Alarm powodziowy w Wrocławiu: Rzeka Widawa przekroczyła bezpieczny poziom o 50 cm!
Rzeki Dolnego Śląska zaczynają stopniowo wracać do swoich normalnych koryt po gwałtownych wezbraniach. Nie obyło się jednak bez miejsc, gdzie fale wciąż są niebezpiecznie wysokie, a wody rozlewają się poza brzegi rzek, tworząc ogromne obszary podtopień. Szczególnie dotyczy to Doliny Baryczy oraz Wrocławia. Widawa przelewa się na Psim Polu i Zgorzelisku, przekraczając stan alarmowy o blisko pół metra. Woda dotarła już do wałów przeciwpowodziowych. Aby zobaczyć skutki tego zjawiska, wystarczy spojrzeć na zdjęcia wykonane dronem.
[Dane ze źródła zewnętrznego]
PR #390, opened 2021-01-29
HOTFIX: save blank AAL as nil, not 1

solipet:
This results in us sending back `http://idmanagement.gov/ns/assurance/aal/1` instead of `urn:gov:gsa:ac:classes:sp:PasswordProtectedTransport:duo`

### DIFF
--- a/app/views/service_providers/_form.html.erb
+++ b/app/views/service_providers/_form.html.erb
@@ -56,7 +56,7 @@
   <%= form.input :default_aal,
                  as: :select,
                  collection: [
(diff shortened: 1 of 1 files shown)


zachmargolis (approved):
LGTM, would love a spec 🙏

solipet:
> LGTM, would love a spec 🙏

Yup - I wrote a spec, seemed simple enough, but it didn't actually test the field. This is affecting partners now, so I merged the fix (testing manually locally) and will sort out a spec soon.

PR #392, opened 2021-02-22
Use lograge for structured logs (LG-4156)

zachmargolis:
Matches what we have for the IDP

Doesn't add an `events.log` like we have in the IDP, I am not sure that's needed yet


mitchellhenke (approved):

stevegsa (approved):
Looks good!

PR #393, opened 2021-02-26
Structured logging redo, use identity-logging gem

zachmargolis:
This is a redo of: https://github.com/18F/identity-dashboard/pull/392 to fix log formatting (forgot to copy over UpayaLogFormatter from the IDP) to have some more hands-free configuration via a new version of identity-hostdata, see https://github.com/18F/identity-hostdata/pull/15

~However, it gets a little spicier because I found that in order to include some extra info by default in that gem's config, I needed access to `payload[:request]` which is only found in Rails 6.1.... so I opted to include the Rails 6.1 upgrade~

~If anybody feels strongly, happy to separate out that change.~

~There are also some questions in that PR about implicit vs explicit railtie stuff, so I'm happy to wait for that to get sorted out before merging this~

**Updates**:
1. I separated out Rails 6.1 as its own PR: https://github.com/18F/identity-dashboard/pull/394, view the [incremental diff](https://github.com/18F/identity-dashboard/compare/margolis-rails-6-1...margolis-hostdata-logging) to see just these changes
2. The logging config now comes from its own gem, not from identity-hostdata


Gemfile
```diff
@@ -14,7 +14,7 @@ gem 'dotenv-rails', '~> 2.7', '>= 2.7.6'
 gem 'enum_help'
 gem 'figaro'
 gem 'httparty'
-gem 'identity-hostdata', git: 'https://github.com/18F/identity-hostdata.git', branch: 'master'
+gem 'identity-hostdata', git: 'https://github.com/18f/identity-hostdata.git', branch: 'margolis-railtie-with-logger'
```
zachmargolis, line 17: TODO:
- [ ] use a tagged version instead of pointing it a branch

stevegsa (approved):
LGTM

db/schema.rb
```diff
@@ -67,17 +74,7 @@
     t.index ["name"], name: "index_groups_on_name", unique: true
   end
 
-  create_table "help_texts", force: :cascade do |t|
```
mitchellhenke, line 70: should this have been dropped?

zachmargolis: I think that it was already dropped but left around lingering in this file

zachmargolis:
```
git grep help_text -- db/migrate
```

only shows column names for this, not a separate table

zachmargolis:
Update: I split out Rails 6.1 here: https://github.com/18F/identity-dashboard/pull/394

and updated this PR

PR #918, opened 2019-01-23
x-list -> list

rwwagner90:
Also, converted some things to be angle bracket component syntax. This was just a proof of concept, to ensure things work before we do a larger refactor of the inspector.


app/templates/components/list.hbs
```diff
@@ -50,7 +49,7 @@ as |content|
       maxWidth=column.maxWidth
       on-drag=(action "didResize" column.id)
       position=(one-way column.width)
-      setIsDragging=setIsDragging
+      setIsDragging=@setIsDragging
```
pbishop16: It seems like some of the test failures point to `@setIsDragging`. Should it remain as `setIsDragging`?

rwwagner90: I think it's that this stuff is incompatible with older Ember versions, not sure how to best handle this

rwjblue: We need to add ember-named-arguments-polyfill I believe...

rwjblue: gah, looks like https://github.com/rwjblue/ember-named-arguments-polyfill only goes down to Ember 2.10 😩

rwwagner90: @rwjblue so adding that polyfill gets things passing on 2.10+. It seems like versions before that still have the error. Thoughts?

rwwagner90: Heh, I needed to refresh my page, you noticed the same things first 😛

rwwagner90:
@rwjblue what should we do for supporting angle bracket components here? Should we drop the tests for anything pre 2.10?

PR #925, opened 2019-01-27
alt/option click to toggle children in component tree

nummi:
We can currently expand/collapse ALL items but not in any granular fashion without a lot of clicking. This can be a pain to explore large component trees. With this PR I'm proposing we copy the MacOS style (I'm sure other platforms have something similar) of expanding/collapsing children nodes by alt/option clicking on a disclosure triangle.

image

Option click `{{es-header}}` and it will fold and so will all the children.


app/components/disclosure-triangle.js
```diff
@@ -0,0 +1,16 @@
+import Component from '@ember/component';
+
+export default Component.extend({
```
locks: if you are invoking this component with angle brackets, can't some of this be moved to the template instead?

rwwagner90: We cannot currently use angle bracket components in inspector. It will not build.

rwjblue:
Seems neat!

app/templates/components/component-tree-item.hbs
```diff
@@ -4,17 +4,12 @@
...
-      {{action toggleExpanded bubbles=false}}
-    >
-      {{svg-jar
-        "disclosure-triangle"
-        title="Toggle visibility"
-        width="9px"
-        height="9px"
-      }}
-    </button>
+    <DisclosureTriangle
```
locks: See https://github.com/emberjs/ember-inspector/pull/925/files#r251897592 !

rwwagner90: We need to avoid angle bracket components for now, unfortunately.

PR #935, opened 2019-01-31
Remove "info" nav title

nlfurniss:
This is a very low priority, but maybe I'm not the only one who find the `Info` heading hard to distinguish from the links underneath. It also doesn't add anything, as the user can already see that `Info` is highlighted in the left menu.

screen shot 2019-01-30 at 10 20 46 pm

If you disagree, feel free to close 😊

### DIFF
--- a/app/templates/info.hbs
+++ b/app/templates/info.hbs
@@ -5,9 +5,6 @@
     width=180
   }}
     <div class="split__panel__bd">
-      <div class="nav__title">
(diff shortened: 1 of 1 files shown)


rwwagner90:
Removing is fine with me. Thoughts @nummi?

nummi:
Fine with me. I do intend to bold the headings in the future but in this case the heading feels redundant.

image

image

PR #938, opened 2019-01-31
Simplify layout of Routes Tree

nummi:
(From discussion with @rwjblue and @rwwagner90)

## 🛠 What Changed
- Replaced route and controller class names with simple label
  - Users usually do not (and should not) customize the class names for routes and controllers.
- Removed templates column
  - No functionality lost other than displaying the template name. Same note as above with following convention.
- Combined routes and controllers column
- Used a monospaced font in the URL column. I feel like a list of urls like this is easier to scan when everything lines up as best as possible.

## ❓Question for Reviewers

Does the "Objects" table heading work for you?

## 🏞 Screenshots

<details>
    <summary>Original</summary>
    screen shot 2019-01-31 at 11 39 44 am
</details>

<details>
    <summary>New</summary>
    screen shot 2019-01-31 at 11 39 31 am
</details>


nummi:
@pbishop16, I requested you to review since you were not part of the original conversation. Thanks :)

PR #939, opened 2019-02-01
Default theme for bookmarklet and tests

nummi:
The bookmarklet was not loading a theme so I added one to `app/index.html`. If Inspector is loaded in a browser extension `app/adapters/web_extension.js` will override based on browser chrome settings.


nummi:
I just realized I can do the same for tests. Does anyone oppose?

skeletons/bookmarklet/load_inspector.js
```diff
@@ -53,7 +53,7 @@
     if (e.data.name === 'version-mismatch') {
       injectEmberDebug('panes-' + e.data.version.replace(/\./g, '-') + '/ember_debug.js');
     }
-  });  
+  });
```
nummi: Not sure what these characters are but they are causing some weirdness when deployed to S3.

image

PR #942, opened 2019-02-24
UI Components Add-On

nummi:
The goal of this PR is to move as much generic UI logic to another location and keep the main repo for _business logic_. This is a huge commit so I'll leave comments where I think they will be useful.

Step two could include: more tests and documentation, usage of a component playground like _Storybook_ or _Ember CLI Addon Docs_.

This will also make life easier if we go down the _Inspector Add-ons_ route.


nummi:
_explanation coming soon..._

rwwagner90:
This is awesome work! I'll give it a thorough review this week at some point. Pretty swamped with some other things currently.

app/styles/app.scss
```diff
@@ -25,22 +25,9 @@
...
-@import "nav";
-@import "notice";
 @import "object_inspector";
-@import "pill";
 @import "route_tree";
-@import "send_to_console";
-@import "sidebar_toggle";
-@import "split";
-@import "toolbar";
-@import "warning";
```
nummi: Most of these were moved to the add-on — a few were no longer being used.

app/styles/component_tree.scss
```diff
@@ -70,27 +70,6 @@
...
-  svg {
-    transition-duration: 0.1s;
-    transition-property: transform;
-  }
-
-  &.collapsed svg {
-    transform: rotate(-90deg);
-  }
-}
-
```
nummi: All of this was rolled into the `disclosure-triangle` component

app/templates/components/view-item.hbs
```diff
@@ -53,13 +53,13 @@
...
-      {{send-to-console action=sendObjectToConsole param=model.value.objectId}}
+      {{ui/send-to-console action=sendObjectToConsole param=model.value.objectId}}
     </div>
   {{else}}
     --
   {{/if}}
 {{/list.cell}}
 
 {{#list.cell class="list__cell_size_small list__cell_value_numeric"}}
-  <span class="pill pill--not-clickable pill--small js-view-duration">{{ms-to-time model.value.duration}}</span>
```
rwwagner90: No need for the `not-clickable` class?

app/templates/container-type-toolbar.hbs
```diff
@@ -1,18 +1,18 @@
...
 
   <div class="divider" aria-hidden="true"></div>
 
-  {{send-to-console action=(action "sendContainerToConsole")}}
+  {{ui/send-to-console action=(action "sendContainerToConsole")}}
 
   <div class="divider" aria-hidden="true"></div>
 
   <div
-    class="toolbar__search toolbar__search--small js-container-instance-search"
```
rwwagner90: No need for the `toolbar__search--small` class anymore?

lib/ui/addon/components/sidebar-toggle.js
```diff
@@ -1,21 +1,14 @@
...
 
+export default Component.extend({
+  layout,
   tagName: 'button',
-
-  side: 'right',
-
-  isExpanded: false,
-
-  isRight: equal('side', 'right'),
```
rwwagner90: No need for this right stuff anymore?

nummi: As far as I can tell we never had a sidebar toggle for the left sidebar. We can add this back if we ever need it.

app/templates/container-type-toolbar.hbs
nummi: It only made the search smaller by `25px`. ¯\_(ツ)_/¯

app/templates/components/view-item.hbs
nummi: It didn't seen to have any effect. The class name didn't really describe what it did anyway. Also, I just changed the base `.pill` class to have that "not-clickable" functionality which is just inheriting the parents cursor.

Issue #950, opened 2019-03-18
Remove usage of .readOnly()


gabz75:
Remove usage of `.readOnly()` as it is now deprecated.

PR #951, opened 2019-03-18
Remove usage of chainable functions .readOnly()

gabz75:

Największy przyrost poziomu wody po intensywnych opadach deszczu oraz topnieniu śniegu odnotowano na Widawie – prawym dopływie Odry – we Wrocławiu i okolicach. Fala wzrastała tu intensywnie przez kilka ostatnich dni. Już przed świętami Bożego Narodzenia, w okolicach ulicy Krzywoustego i alei Jana III Sobieskiego oraz centrum handlowym Korona, woda wystąpiła z koryta. W Wigilię poziom rzeki był wyższy od stanu alarmowego o 30 cm, a w środę po świętach, zarejestrowano 252 cm na stacji pomiarowej w Krzyżanowicach pod Wrocławiem. To historyczne przekroczenie bezpiecznego poziomu, który jest ustalony na 200 cm.
Widawa tuż przed Wrocławiem (stacja pomiarowa w Krzyżanowicach) odnotowała duże przekroczenie stanu alarmowego w ciągu ostatnich trzech dni. W środę, 27 grudnia, największe podtopienia widoczne były w rejonie alei Sobieskiego oraz ulic Siennej i Mazepy na wrocławskim osiedlu Zgorzelisk. Tuż po Bożym Narodzeniu, strażacy musieli interweniować właśnie w tych miejscach. Cztery zastępy straży pożarnej pomagały w usuwaniu wody, która przeciekła przez wały przeciwpowodziowe. Sytuacja została jednak opanowana i na szczęście nie doszło do zalania budynków. W środę wzrost poziomu wody zatrzymał się na 251 cm (ponad pół metra powyżej stanu alarmowego), co daje nadzieję na to, że woda już nie będzie przybywać.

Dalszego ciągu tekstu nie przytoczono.